Gesundheit

Kniespezialist Priv.-Doz. Dr. med. Erhan Basad zählt als Leitender Arzt in der ATOS Klinik in Heidelberg zu den führenden Spezialisten für Operationen am Kreuzband. Vor allem in der gelenkerhaltenden und arthroskopischen Chirurgie am Knie-, Schulter- und Sprunggelenk hat sich der Experte einen Namen gemacht – auch durch Vorträge, Studien und medizinische Fachbeiträge. In diesem Gastbeitrag schreibt er über die Möglichkeit, ein frisch gerissenes Kreuzband ohne eine Ersatz-Operation (Kreuzbandplastik) erhaltend zu operieren. Die Healing Response ist ein von Dr. Basad angewandtes und untersuchtes Verfahren, mit dem ein Kreuzbandriss repariert werden kann. Weitere Informationen über Dr. Basad finden Sie hier

Eine bemerkenswerte Primärreparatur von frischen Kreuzbandverletzungen

Basad

Von Priv.-Doz. Dr. med. Erhan Basad

Das vordere Kreuzband ist ein wichtiger Stabilisator des Kniegelenks. Es besteht aus einem kurzen Faserbündel, das im Kniegelenk verlaufend Ober- und Unterschenkel miteinander verbindet. Ein Kreuzbandriss bedeutete früher für Sportler entweder das Ende der Karriere oder führte durch die chronische Instabilität zu einer raschen Schädigung des ganzen Gelenkes. Frühe Versuche, Kreuzbänder zu nähen, sind meist aufgrund einer fehlenden Heilungs-Antwort gescheitert – eben einer Healing Response. 

Es war die Entwicklung arthroskopischer Techniken zum Ersatz des Kreuzbandes, durch die sich die Prognose beim Kreuzbandriss stark verbessert hat. Inzwischen hat sich die Ersatz-Reparatur durch eine vordere Kreuzband-Plastik aus körpereignen Sehnen etabliert – die sogenannte VKB-Plastik. Allerdings fehlt nach einer VKB-Plastik die Nervenversorgung des Bandes, das für die Muskel-Koordination entscheidend ist. Außerdem verbleibt an der Entnahmestelle der Sehnen ein Hebe-Defekt, der manchmal stören kann.
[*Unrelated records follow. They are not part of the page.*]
PR #269, opened 2021-12-07
Separate build and test

ajbalogh:
### Issue
The CICD pipleline of openapiart is done using 2.7 and 3.x which hampers the coding effort as it must accommodate the lowest common version (2.7) which is currently EOL.

### Fix
Breakup the CICD workspace action into build (3.x), python test (2.7 - 3.x), go test and publish python package. 
This PR can also serve as a template for other pipelines that need 2.7/3.x artifacts.

### Validation
The CICD workspace action successfully passes.

PR #287, opened 2022-01-10
separate build with python3 then run test with python2 

alakendu:
This PR is top of https://github.com/open-traffic-generator/openapiart/pull/269 as well as sync with main and file change to Python3


.github/workflows/build.yml
```diff
@@ -1,58 +1,74 @@
...
         uses: actions/checkout@v2
         with:
           ref: ${{ github.head_ref }}
-      - name: Setup Go for CI
-        uses: actions/setup-go@v2
+      - uses: actions/setup-go@v2
         with:
-          go-version: '1.17.3'
-      - name: Setup Go and protoc
+          go-version: "^1.17.1"
```
ashutshkumr, line 26: let's use a fixed version of go (1.17.5)

.github/workflows/build.yml
```diff
@@ -1,58 +1,74 @@
...
+      - name: Setup protoc
         run: |
-          python do.py setup_ext
+          python do.py get_protoc
```
ashutshkumr, line 29: use `python setup_ext` only (since it checks for incorrect platform)

.github/workflows/build.yml
```diff
@@ -61,28 +76,54 @@ jobs:
...
+      - name: Display structure of downloaded files
+        run: ls -R
+      - uses: actions/setup-go@v2
+        with:
+          go-version: "1.17.5"
+      - name: Setup protoc
         run: |
-          python do.py go_lint
-      - name: Run tests
+          python do.py setup_ext
```
ashutshkumr, line 106: Do we really need to do this ?

.github/workflows/build.yml
```diff
@@ -61,28 +76,54 @@ jobs:
...
+        uses: actions/checkout@v2
         with:
-          name: generated-artifacts
-          path: art
+          ref: ${{ github.head_ref }}
+      - name: Set up Python
+        uses: actions/setup-python@v2
+        with:
+          python-version: 3.9
+      - name: Generate only for 3.9
```
ashutshkumr, line 123: can't we just download artifacts and post them (since that's the one we've tested) ?

do.py
```diff
@@ -132,16 +132,17 @@ def generate():
     )
 
 
-def test():
+def test_python():
```
ashutshkumr, line 135: i would suggest shortening the name to `testpy` and `testgo`.

.github/workflows/build.yml
alakendu: set to 1.17.5

.github/workflows/build.yml
alakendu: change setup_ext

.github/workflows/build.yml
alakendu: agrre

ashutshkumr (approved):

Issue #288, opened 2022-01-10
Unable to set empty string or 0 integer value for required field


jkristia:
It is currently not possible to set a value of "" (empty string) or 0 for an for an integer on a required field.
object.FromJson(json data) returns error

```
func (ctrl *propertiesController) SetPropertyData(w http.ResponseWriter, r *http.Request) {
	var item models.PropertySetDataRequest
	if r.Body != nil {
		body, _ := ioutil.ReadAll(r.Body)
		if body != nil {
			item = models.NewPropertySetDataRequest()
			err := item.FromJson(string(body)) <-- ERROR returned if string is empty or integer is 0
			if err != nil {
				item = nil
			}
		}
	}
```
Work around is to **not** mark the field as required.

ajbalogh:
I disagree with the proposed change. 
Required fields should remain as required as there is a discrepancy between openapi.yaml and the generated .proto and documenting a field as required but marking it as optional only confuses those looking at the .proto file.

The underlying generated fluent wrapper should account for required fields being set/not set, using some internal approach of marking required fields as dirty/not set/touched etc.

PR #290, opened 2022-01-20
Updating Primitive types to Optional fields

ANISH-GOTTAPU:
To address https://github.com/open-traffic-generator/openapiart/issues/288

### DIFF
--- a/openapiart/openapiartgo.py
+++ b/openapiart/openapiartgo.py
@@ -67,14 +67,14 @@ class FluentNew(object):
         self.method_description = None
         self.interface_fields = []
 
-    def isOptional(self, property_name):
-        if self.schema_object is None:
-            return True
-        if "required" not in self.schema_object:
-            return True
-        if property_name not in self.schema_object["required"]:
-            return True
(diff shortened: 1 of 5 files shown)


ajbalogh (commented):
If the field is marked as optional it no longer adheres to the model. Anyone implementing the .proto independently of the non-conforming go wrapper will assume that all fields are optional.

ajbalogh:
I disagree with the proposed change.
Required fields should remain as required as there is a discrepancy between openapi.yaml and the generated .proto and documenting a field as required but marking it as optional only confuses those looking at the .proto file.

The underlying generated fluent wrapper should account for required fields being set/not set, using some internal approach of marking required fields as dirty/not set/touched etc.

ANISH-GOTTAPU:
https://github.com/protocolbuffers/protobuf/blob/master/src/google/protobuf/wrappers.proto

ashutshkumr:
Fixed by https://github.com/open-traffic-generator/openapiart/pull/412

Daher ist die primäre Reparatur von frischen Rissen unter bestimmten Voraussetzungen eine weniger traumatisierende Option. Healing Response (HR) ist die Bezeichnung für ein Verfahren, bei dem die frisch am Knochen ausgerissenen Fasern anatomisch „wieder eingepflanzt“ und zur Einheilung gebracht werden können. Es gibt mittlerweile Ergebnisse aus klinischen Studien zu solchen erhaltenden Techniken, die sehr erfolgversprechend sind. Patienten, die das wissen und rechtzeitig zur Behandlung kommen, können von dieser Methode profitieren.
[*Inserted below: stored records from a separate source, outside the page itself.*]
Issue #182, opened 2021-09-21
Add linter to the python and go generated Code in CICD Infra


Rangababu-R:
**Is your feature request related to a use case? Please describe.**
Need a linting validation on CICD for the generated python and go code

**Describe the solution you'd like**
Linting gives more clear picture on the generated code

**Describe alternatives you've considered**

**Additional context**

PR #299, opened 2022-01-28
CI/CD Python Linter

ANISH-GOTTAPU:
CI/CD Python Linter


ANISH-GOTTAPU:
To address https://github.com/open-traffic-generator/openapiart/issues/182

do.py
```diff
@@ -112,19 +116,26 @@ def init():
 
 
 def lint():
-    paths = [pkg()[0], "tests", "setup.py", "do.py"]
+    paths = [
+        pkg()[0],
+        "art/sanity/sanity.py",
```
alakendu, line 121: It looks like we are covering all python files. In that case we can provide root directory

openapiart/common.py
```diff
@@ -12,10 +12,6 @@
 import sanity_pb2_grpc as pb2_grpc
 import sanity_pb2 as pb2
```
alakendu, line 14: ignore common.py file

openapiart/openapiartprotobuf.py
```diff
@@ -167,11 +223,15 @@ def _get_field_type(self, property_name, openapi_object):
...
             if type == "array":
-                item_type = self._get_field_type(property_name, openapi_object["items"])
+                item_type = self._get_field_type(
+                    property_name, openapi_object["items"]
+                )
                 format = openapi_object.get("format")
                 min = openapi_object.get("minimum")
                 max = openapi_object.get("maximum")
-                if (min is not None and min > 2147483647) or (max is not None and max > 2147483647):
+                if (min is not None and min > 2147483647) or (
```
alakendu, line 232: Could you please let me know linter will automatically modify and update in github repository (files within openapiart)/ Need to change locally and push those change.

do.py
ANISH-GOTTAPU: sanity directory has pb2 files which are auto-generated. Touching them would create problem and other files are json and .proto. IMO, generated file is enough to check for linting

openapiart/openapiartprotobuf.py
ANISH-GOTTAPU: black will auto format, but errors from cornflakes we have to change locally and push. If any linting error with cornflakes, CI/CD would fail

openapiart/common.py
ANISH-GOTTAPU: ok, added ignore common.py to flake8

alakendu (approved):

Wann ein gerissenes Kreuzband heilen kann

Healing Response beschreibt ein Verfahren, das die Einheilung des gerissenen Kreuzbandes unterstützt. Bereits 1979 wurde durch Tier-Experimente auf die Primärheilung des vorderen Kreuzbandes hingewiesen. Nach 2002 wurde auch in klinischen Studien an Patienten von primären Reparaturverfahren berichtet. Allerdings lagen damals keine vorausschauenden oder kontrollierten Studien dazu vor.
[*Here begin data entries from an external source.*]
PR #303, opened 2022-02-03
go-versions cicd

Rangababu-R:


ashutshkumr (approved):
Removed need for providing go version when installing dependencies

PR #245, opened 2019-07-25
Ci 378 fix guide landing page spacing

jessgilbert:

 - [x] Changelog entry added.

image


core/sass/partials/_utils.scss
```diff
@@ -139,6 +139,15 @@
   }
 }
 
+
+@media (max-width: 961px) {
+  .reverse-columns-xl {
```
Kenneth-Siu: I think this is actually `.reverse-columns-l`.

Following from the other one's pattern, this is everything l and smaller.

core/sass/partials/_utils.scss
```diff
@@ -139,6 +139,15 @@
   }
 }
 
+
+@media (max-width: 961px) {
```
Kenneth-Siu: max-width: 960px

It's min-width 961, but max-width 960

Heute weiß man wesentlich mehr: Wir kennen die Faktoren, die für den Erfolg eine wichtige Rolle spielen – etwa das Alter der Patienten, die Riss-Form und die biologischen Voraussetzungen. Körpereigene Reparaturzellen – sogenannte mesenchymale Stammzellen – sind für die Heilung von Gewebeschäden verantwortlich. Verfügbar sind diese Stammzellen gehäuft u.a. im Knochenmark. Sie treten aus, wenn es durch die Eröffnung des Knochens zu einer Einblutung kommt, was beispielsweise bei einer Fraktur geschieht. Die operative Eröffnung des Knochenmarks stellt bei der HR den wesentlichen Bestandteil zum Gelingen der Technik dar.

Kreuzband: oft nicht komplett gerissen

Bei rund der Hälfte frischer vorderer Kreuzbandrisse ist der Riss nicht komplett und nahe am Oberschenkelknochen. Eine meist noch erhaltene ernährende und blutversorgende Hülle aus Schleimhaut schützt anfangs die Fasern des Kreuzbandes. Daher ist die frühe Diagnose mittels einer Magnetresonanz-Tomografie (MRT) sehr wichtig. Idealerweise sollte der Riss unvollständig sein, am besten nicht viel mehr als zur Hälfte. Außerdem sollten die am Oberschenkelknochen gerissenen Fasern nicht zurückgezogen (retrahiert) sein.

Auch der Zeitpunkt der Verletzung spielt eine Rolle: Der Riss sollte idealerweise nicht länger als zwei Wochen zurückliegen. Die schnelle Überweisung des Verletzten zu einer MRT- Untersuchung ist essentiell. Die klinische Untersuchung durch den geübten Arzt zeigt bei Teilrissen oft einen Stabilitätsunterschied von weniger als drei Millimetern im Seitenvergleich zum gesunden Knie. Wenn es sich um einen sportlichen jungen Menschen handelt, der auch nicht raucht, sind die Chancen sehr gut.

Kreuzbandriss

Die Technik der Healing Response

Ist die Diagnose eines frischen Kreuzbandrisses gesichert, wird der Patient nach einem Aufklärungsgespräch, welches die Healing Response und die Kreuzbandplastik umfasst, arthroskopisch operiert. Wenn sich hierbei die Machbarkeit einer HR bestätigt, wird der Knochen am Oberschenkelansatz vorsichtig präpariert. Das Knochenmark wird in ovalärer Form mit einem speziellen Meißel an der Ausrisszone eröffnet. Dann werden die ausgerissenen Kreuzbandfasern – wie die Wurzeln eines ausgerissenen Pflänzchens – in den Knochen gesteckt und durch Verdichtung des umliegenden Knochens verklemmt. Das Eröffnen des Knochens fördert reichlich Stammzellen und Wachstumsfaktoren aus dem Knochenmark.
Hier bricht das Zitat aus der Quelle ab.